Here, we provide strong evidence for an association between specific loss of respiratory chain complex I and oncocytic thyroid tumours. Mutations of mtDNA had previously been identified in oncocytic thyroid tumours; 26.7% of specimens showed disruptive mutations. Additional 26.7% had potentially deleterious missense mutations in one of the seven mitochondrial genes coding for subunits of complex I (Gasparre ). Similar results were obtained in our samples, where 33% had frameshift mutations, 6% stop mutations and 17% potentially pathogenic point mutations. We cannot exclude mutations in one of the 39 nuclear-encoded subunits. An earlier study has already reported heterozygous mutations in GRIM-19 (Maximo ), a subunit of mitochondrial complex I, which is also necessary for assembly. On account of the heterogeneous composition of thyroid tumours, it is difficult to prepare pure tumour homogenates for enzyme measurements or western blot analysis. Gasparre were, therefore, not able to report biochemical results of their specimens. It is known from cell culture studies (Hofhaus and Attardi, 1993) and from patients with complex I defects (Ugalde ) that severe mutations in different subunits of complex I result in reduced stability or incomplete assembly of the enzyme complex. Moreover, non-mutant subunits of complex I exhibit variable stability (Ugalde ). For example, the NDUFS4 subunit is particularly unstable and its stability depends on the presence of the preassembled complex I. Because of this instability of unassembled NDUFS4, we used immunohistochemical staining with an NDUFS4 antibody as a measure of complex I content.

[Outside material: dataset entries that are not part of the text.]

PR #261, opened 2025-01-16
Bug: Fix longhorn settings

gmatthews20:
Longhorn settings were not being applied due to invalid values for some settings longhorn#6815
Update values to match allowed values found here: https://github.com/longhorn/charts/blob/v1.8.x/charts/longhorn/questions.yaml
Set drain policy to "block-for-eviction" to automatically evict replicas from draining nodes: https://longhorn.io/docs/1.7.2/maintenance/maintenance/#node-drain-policy-recommendations

### Special Notes:

---

### Submitter:

Have you:

---

### Reviewer

Have you:


anish-mudaraddi (approved):
thank you @gmatthews20!

PR #1508, opened 2026-09-13
Fix OpenAPI security for auth-disabled endpoints

### LINKED ISSUE #1497: Test explicit `OpenAPIConfig.security` definition with `auth=None` per-endpoint
Looks like we have a potential bug in how we define `security` in OpenAPI.
Here we always return `None`: https://github.com/wemake-services/django-modern-rest/blob/f822e35bd2db672dcc43fbd4967a22835a616971/dmr/openapi/generators/security_scheme.py#L24-L37

But, if per-document `security` is set, we need to return `[]` as the value. Otherwise, `None` won't be dumped by our `None`-ignoring `dump_schema` rules. And `security` rules per this endpoint will be inherited from the document.

Which is wrong. 

This would require a test and a fix. Maybe we should look at current config's `security` to define the return type?

Deepak-raja-123:
## What does this PR do?

Fixes #1497.

When global OpenAPI security is configured, endpoints with
`auth=None` now explicitly generate an empty `security` requirement
instead of omitting the field.

This prevents the endpoint from inheriting the document-level
security requirement.

## Changes

- Return `[]` from `SecuritySchemeGenerator` when `auth_providers`
  is empty and global security is configured.
- Add a regression test for the security scheme generator.
- Add a schema-level regression test for `auth=None`.
- Update the changelog.

## Tests

- `uv run pytest tests\test_unit\test_openapi` — 232 passed
- Ruff check — passed
- Ruff format check — passed
- Flake8 — passed
- Slotscheck — passed
- Import-linter — passed

The full test suite was also attempted locally, but unrelated
Allauth snapshot failures and Redis/Docker integration errors
prevented a completely green full-suite run.


tests/test_unit/test_openapi/test_generators/test_security_scheme.py
```diff
@@ -99,3 +99,19 @@ def test_security_scheme_generator_with_schemes(
     assert openapi_context.registries.security_scheme.schemes == snapshot({
         'testScheme': SecurityScheme(type='http', scheme='bearer'),
     })
+
+
+def test_no_auth_with_global_security() -> None:
```
sobolevn: This test duplicates `test_auth_none_with_global_security`, please remove it

tests/test_unit/test_openapi/test_schema_snapshots.py
```diff
@@ -132,6 +132,36 @@ def test_auth_and_cookies_schema(snapshot: SnapshotAssertion) -> None:
...
+                path(
+                    'public/',
+                    _AuthDisabledController.as_view(),
+                ),
+            ],
+        ),
+        config=config,
+    ).convert()
+
+    assert schema['paths']['/api/public/']['get']['security'] == []
```
sobolevn: we assert the full snapshot, not just a single part.
please, add the proper check.

CHANGELOG.md
```diff
@@ -64,26 +64,10 @@ https://github.com/wemake-services/django-modern-rest/releases/tag/0.13.0
   it is copied from the sub-pattern of the matching named group:
   `r'^v(?P<version>\d+)/$'` documents `version`
   as `{'type': 'string', 'pattern': '^(?:\d+)$'}`, #1439
-- Added `json_schema_kwargs` attribute to `PydanticSchemaGenerator`
-  to pass extra keyword arguments like `by_alias`, `union_format`,
-  and `schema_generator` to `pydantic`'s `TypeAdapter.json_schema`, #1462
-- Added `schema_hook` class method to `MsgspecSchemaGenerator`
-  to customize JSON schema generation for custom types, #1462
 
 ### Bugfixes
```
sobolevn, line 88: Please, fix the merge conflict.

Deepak-raja-123:
Addressed the review feedback:
- Removed the duplicate test.
- Changed the endpoint test to assert the full OpenAPI snapshot.
- Merged the latest master to resolve the changelog conflict.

Complex I is an integral component of different apoptotic pathways (Ricci ; Martinvalet ). Thus, deficiency of complex I could play a role in tumour formation by interrupting apoptotic pathways. Besides its function as part of the respiratory chain, complex I can be transformed to a potent enzyme of reactive oxygen species (ROS) formation. It was shown that the NDUFS1 subunit of complex I can be proteolytically cleaved by caspase-3, which results in a truncated enzyme complex disposed for ROS production (Ricci ). In a second, caspase-independent apoptotic pathway granzyme A specifically cleaves subunit NDUFS3 of complex I. This again results in increased generation of ROS, disruption of the mitochondrial transmembrane potential and cell death (Martinvalet ). Lack of complex I, as identified in oncocytic thyroid tumours, may, therefore, prevent tumour cells from undergoing apoptosis through these pathways.

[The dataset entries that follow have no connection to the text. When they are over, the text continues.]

PR #1510, opened 2026-09-13
Add tests against different dbs.

s3rius:
### Tests against different DBs

previously we were only using sqlite for testing the project. But in order to be extra sure, we need to test against real popular databases. 

This PR adds tests against `postgresql` and `mysql` using testcontainers. SQLite is still in use, and runs by default.


.github/workflows/test.yml
```diff
@@ -22,10 +22,14 @@ jobs:
       matrix:
         python-version: ['3.11', '3.12', '3.13', '3.14']
         redis-image: ['redis:8-alpine']
+        database-image:
```
sobolevn: my idea is not to duplicate anything in the CI. it take quite a long time. so, we can run:

- py311 / sqlite / redis:7
- py312 / oracle / redis:8
- py313 / postgres / valkey
- py314 / mysql / ...

This way we still test all, but not all combitations. Because we don't actually use anything super specific.

s3rius: I think that at least one version should be consistently tested against all databases. This would be easier to pinpoint the issue in case if it's python specific.

sobolevn (approved):
Looks solid!

sobolevn (approved):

The clinical parameters shown in Table 1 are typical for the diagnosis oncocytoma and the complex I deficiency was independent of age, gender, tumour size, histology and endocrine situation. All investigated thyroid oncocytomas showed complex I deficiency and most had a benign clinical course; however, 2 of the 19 tumours in this study were carcinomas. Renal oncocytoma, another type of oncocytic tumour with a benign course, was recently found to be associated with complex I deficiency (Gasparre ; Mayr ). The oncocytic tumour cell line XTC.UC1, which is derived from a metastasis of a Hürthle cell carcinoma, shows both an insertion mutation in the gene encoding ND1 subunit of complex I and a reduction in complex I activity (Bonora ). Ishikawa reported complex I deficiency caused by mutations in the ND6 gene of complex I in non-oncocytic mouse lung tumours. Interestingly, these mutations increased the metastatic potential of the tumours (Ishikawa ), whereas complex I deficiency in oxyphilic tumours does not seem to be associated with metastasis. For that reason, complex I deficiency is not considered as a specific feature of benign oncocytic tumours.

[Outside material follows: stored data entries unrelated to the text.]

Issue #1494, opened 2026-09-13
Test and document that default values for components are supported


sobolevn:
Currently we don't ever test or document that a code like this:

```python
from dmr import Body, Controller
from dmr.plugins.pydantic import PydanticSerializer


class MyController(Controller[PydanticSerializer]):
    def post(
        self,
        parsed_body: Body[dict[str, str] | None] = None,
    ) -> str:
        print(parsed_body)
        return 'done'
```

is even supported.

What is important here?
1. We must call the endpoint function as-is, without any work from our part. Defaults must be real python defaults. And work the same way
2. But, if there are default for `Body`, we must issue `required: false` schema for the whole body

Snapshot test is required for this change.

soil0119:
Hi! I'd like to work on this issue.

I'm interested in Python/Django and typed API frameworks, especially how
request validation and OpenAPI schema generation work internally. I think
this issue would be a great opportunity to learn more about those areas
while contributing to the project.

My understanding is that we need to:
1. add a regression test showing that an endpoint's Python default is used
   when the request body is omitted,
2. mark the request body as optional in the generated OpenAPI schema, and
3. document the behavior.

Could you confirm whether the scope is limited to the Body component, and
whether the tests should cover both Pydantic and msgspec?

If the scope is correct and the issue is still available, I'd be happy to
work on it. Thank you!

sobolevn:
@soil0119 sorry, I've missed your message. Assigned! :)

PR #1511, opened 2026-09-14
fix: require all parsers to support file parsing in FileMetadata

### LINKED ISSUE #1493: Change how we work with `FileMetadata` validation
Currently, this code is allowed:

```python
from typing import Literal

import pydantic

from dmr import Body, Controller, FileMetadata
from dmr.plugins.pydantic import PydanticSerializer
from dmr.parsers import JsonParser, MultiPartParser


class Text(pydantic.BaseModel):
    content_type: Literal['text/plain']


class Files(pydantic.BaseModel):
    text: Text


    parsers = [JsonParser(), MultiPartParser()]

    def post(
        self,
        parsed_body: Body[dict[str, str]],
        parsed_file_metadata: FileMetadata[Files],
    ) -> str:
        return 'done'
```

But, how can we ever satisfy?
- `JsonParser()`
- `parsed_file_metadata: FileMetadata[Files]`

It is not optional. Every request here will fail.
What we can do? Change https://github.com/wemake-services/django-modern-rest/blob/f822e35bd2db672dcc43fbd4967a22835a616971/dmr/components.py#L866-L889 from `any` to `all`.

jarik2014:
## What this does

`FileMetadata` now requires **all** declared parsers to implement `SupportsFileParsing`
instead of at least one, as requested in #1493.

## Why

`FileMetadata` is not optional in the endpoint signature, so any parser that cannot parse
files makes the endpoint permanently broken: the request is negotiated to that parser and
guaranteed to fail at runtime. With the previous `any(...)` check this controller passed
import-time validation:

```python
    parsers = (MultiPartParser(), JsonParser())

    def post(
        self,
        parsed_file_metadata: FileMetadata[Files],
    ) -> str:
        ...
```

but every request negotiated to `JsonParser` returned a 400.
Now this is rejected at import time:

```
EndpointMetadataError: Class <class 'MyController'> requires all parsers
to support file parsing, found: ['multipart/form-data', 'application/json']
```

The runtime guard in `FileMetadata.provide_context_data` is kept as defence in depth
(and its test now forces the negotiator to return a non files-ready parser directly,
since such a controller can no longer be defined).

## Changes

- `dmr/components.py`: `any` → `all` in `FileMetadata.validate`, docstring and error
  message updated; also keeps raising when no parsers are declared at all
- `tests/test_unit/test_components/test_file_metadata.py`: existing test updated,
  new test for the exact example from this issue, runtime-guard test reworked
- `tests/test_unit/test_openapi/test_files_snapshots.py`: the mixed-parsers controller
  from the issue is now covered as an import-time rejection instead of a schema snapshot;
  the stale syrupy snapshot was removed
- `CHANGELOG.md`: entry under Bugfixes

## Checks

- `uv run pytest -q` — full suite: see the run in the checks section below
- `uv run mypy .` — no issues in 707 source files
- `uv run ruff check` / `ruff format --check` — clean

Closes #1493


sobolevn (commented):
I am not sure that my description was fully correct :) 
Now, when thinking about it again, including https://github.com/wemake-services/django-modern-rest/issues/1494, I think that we should do it a bit differently.

`JsonParser()` can parse `Body[...]` and `FileMetadata[None] = None` from `def post(self, parsed_body: Body[...], parsed_file_metadata: FileMetadata[Files | None] = None)`

So, we need to first complete the default values support. Next, we should change the validation again. If `FileMetadata` does not have a default value - then we require `all()` if it does, only `any()`.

To establish that isolated complex I deficiency is a characteristic of oncocytic thyroid tumours, but not a general feature of thyroid tumours, we analysed four follicular thyroid adenoma samples. In contrary to oncocytomas, follicular thyroid adenomas displayed no significant reduction of respiratory chain enzymes.

Loss of complex I was found in all investigated oncocytic thyroid tumour samples. Because of the strict dependence of such tumours on glycolytic metabolism, this unique feature could enable the development of novel targeted therapies for this disease.